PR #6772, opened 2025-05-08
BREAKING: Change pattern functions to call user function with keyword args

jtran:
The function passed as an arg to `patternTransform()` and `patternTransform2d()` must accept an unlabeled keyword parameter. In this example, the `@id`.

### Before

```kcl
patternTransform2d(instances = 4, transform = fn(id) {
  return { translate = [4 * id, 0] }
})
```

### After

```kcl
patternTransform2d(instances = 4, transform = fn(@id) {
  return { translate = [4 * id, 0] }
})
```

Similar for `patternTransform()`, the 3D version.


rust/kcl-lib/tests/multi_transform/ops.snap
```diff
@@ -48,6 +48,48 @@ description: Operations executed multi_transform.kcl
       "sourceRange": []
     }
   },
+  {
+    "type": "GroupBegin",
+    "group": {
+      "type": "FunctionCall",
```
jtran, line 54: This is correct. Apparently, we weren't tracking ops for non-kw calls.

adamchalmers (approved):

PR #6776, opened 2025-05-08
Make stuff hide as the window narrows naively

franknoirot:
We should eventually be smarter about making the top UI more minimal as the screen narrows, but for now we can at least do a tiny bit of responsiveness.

--

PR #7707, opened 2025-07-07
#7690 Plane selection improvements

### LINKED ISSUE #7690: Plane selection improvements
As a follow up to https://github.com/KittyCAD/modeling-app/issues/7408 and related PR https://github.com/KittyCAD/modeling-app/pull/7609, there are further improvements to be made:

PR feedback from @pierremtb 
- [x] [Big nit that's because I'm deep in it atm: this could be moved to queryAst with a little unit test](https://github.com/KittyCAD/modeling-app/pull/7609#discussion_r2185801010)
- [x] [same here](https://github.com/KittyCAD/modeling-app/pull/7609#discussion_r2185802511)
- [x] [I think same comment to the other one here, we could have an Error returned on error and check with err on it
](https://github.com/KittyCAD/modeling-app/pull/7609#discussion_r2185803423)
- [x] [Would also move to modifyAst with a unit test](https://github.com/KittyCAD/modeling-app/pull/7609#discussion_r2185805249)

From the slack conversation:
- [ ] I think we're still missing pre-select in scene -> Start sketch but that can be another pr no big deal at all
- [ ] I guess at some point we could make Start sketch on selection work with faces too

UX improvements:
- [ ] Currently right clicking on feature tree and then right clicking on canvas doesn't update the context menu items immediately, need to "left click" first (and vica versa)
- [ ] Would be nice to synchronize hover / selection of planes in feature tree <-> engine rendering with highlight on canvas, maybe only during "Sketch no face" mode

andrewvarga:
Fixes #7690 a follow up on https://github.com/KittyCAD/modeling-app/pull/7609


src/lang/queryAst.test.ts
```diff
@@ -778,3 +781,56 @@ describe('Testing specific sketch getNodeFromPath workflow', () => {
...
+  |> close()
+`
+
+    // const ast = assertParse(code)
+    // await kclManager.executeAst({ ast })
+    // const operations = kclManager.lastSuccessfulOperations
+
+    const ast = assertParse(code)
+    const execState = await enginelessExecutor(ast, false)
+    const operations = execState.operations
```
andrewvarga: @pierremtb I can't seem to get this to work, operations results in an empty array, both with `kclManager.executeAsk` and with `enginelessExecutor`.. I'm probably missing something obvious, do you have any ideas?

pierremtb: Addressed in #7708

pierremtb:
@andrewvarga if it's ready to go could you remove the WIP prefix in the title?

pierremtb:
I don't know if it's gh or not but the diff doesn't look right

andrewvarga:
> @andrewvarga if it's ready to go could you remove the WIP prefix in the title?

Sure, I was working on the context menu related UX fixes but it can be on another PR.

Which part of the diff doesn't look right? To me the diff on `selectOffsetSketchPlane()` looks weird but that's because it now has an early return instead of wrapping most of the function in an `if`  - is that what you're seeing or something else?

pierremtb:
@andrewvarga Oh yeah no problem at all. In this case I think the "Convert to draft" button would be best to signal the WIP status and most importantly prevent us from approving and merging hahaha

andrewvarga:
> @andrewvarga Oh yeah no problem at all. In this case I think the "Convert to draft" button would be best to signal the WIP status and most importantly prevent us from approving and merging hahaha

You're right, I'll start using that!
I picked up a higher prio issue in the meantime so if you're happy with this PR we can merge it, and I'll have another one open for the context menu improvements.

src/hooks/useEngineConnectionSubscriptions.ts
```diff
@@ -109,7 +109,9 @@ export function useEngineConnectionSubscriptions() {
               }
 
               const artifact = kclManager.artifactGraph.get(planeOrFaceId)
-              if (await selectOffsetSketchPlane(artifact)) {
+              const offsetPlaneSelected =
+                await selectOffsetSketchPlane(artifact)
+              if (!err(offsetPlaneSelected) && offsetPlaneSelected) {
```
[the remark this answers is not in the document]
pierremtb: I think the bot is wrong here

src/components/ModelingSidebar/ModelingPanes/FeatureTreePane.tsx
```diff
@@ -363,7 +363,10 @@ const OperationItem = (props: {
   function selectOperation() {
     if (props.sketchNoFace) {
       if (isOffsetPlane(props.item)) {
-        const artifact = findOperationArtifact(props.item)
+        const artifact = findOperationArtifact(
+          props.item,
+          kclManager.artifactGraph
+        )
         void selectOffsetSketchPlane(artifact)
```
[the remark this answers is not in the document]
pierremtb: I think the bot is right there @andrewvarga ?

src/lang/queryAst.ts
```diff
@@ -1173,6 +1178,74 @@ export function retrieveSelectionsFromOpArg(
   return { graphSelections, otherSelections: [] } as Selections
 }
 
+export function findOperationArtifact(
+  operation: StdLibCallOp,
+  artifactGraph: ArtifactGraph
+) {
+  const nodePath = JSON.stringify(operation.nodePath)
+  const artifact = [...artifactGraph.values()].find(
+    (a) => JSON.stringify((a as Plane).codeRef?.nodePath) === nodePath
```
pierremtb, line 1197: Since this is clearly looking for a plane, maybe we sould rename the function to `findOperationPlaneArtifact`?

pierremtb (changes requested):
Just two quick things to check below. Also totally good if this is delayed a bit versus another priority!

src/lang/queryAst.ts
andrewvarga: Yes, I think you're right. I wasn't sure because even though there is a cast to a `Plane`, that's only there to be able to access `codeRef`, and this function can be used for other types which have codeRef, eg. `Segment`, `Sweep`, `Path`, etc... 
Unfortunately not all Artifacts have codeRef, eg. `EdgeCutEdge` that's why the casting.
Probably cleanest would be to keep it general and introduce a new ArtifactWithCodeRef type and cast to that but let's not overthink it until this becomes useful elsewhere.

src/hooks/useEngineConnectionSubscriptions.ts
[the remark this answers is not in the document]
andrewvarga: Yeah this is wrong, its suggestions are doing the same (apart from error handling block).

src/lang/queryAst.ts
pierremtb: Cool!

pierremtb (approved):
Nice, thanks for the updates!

● Task description
Please copy out each line of the data in which the word "related" occurs.

● Output of the exercise
As a follow up to https://github.com/KittyCAD/modeling-app/issues/7408 and related PR https://github.com/KittyCAD/modeling-app/pull/7609, there are further improvements to be made:
Sure, I was working on the context menu related UX fixes but it can be on another PR.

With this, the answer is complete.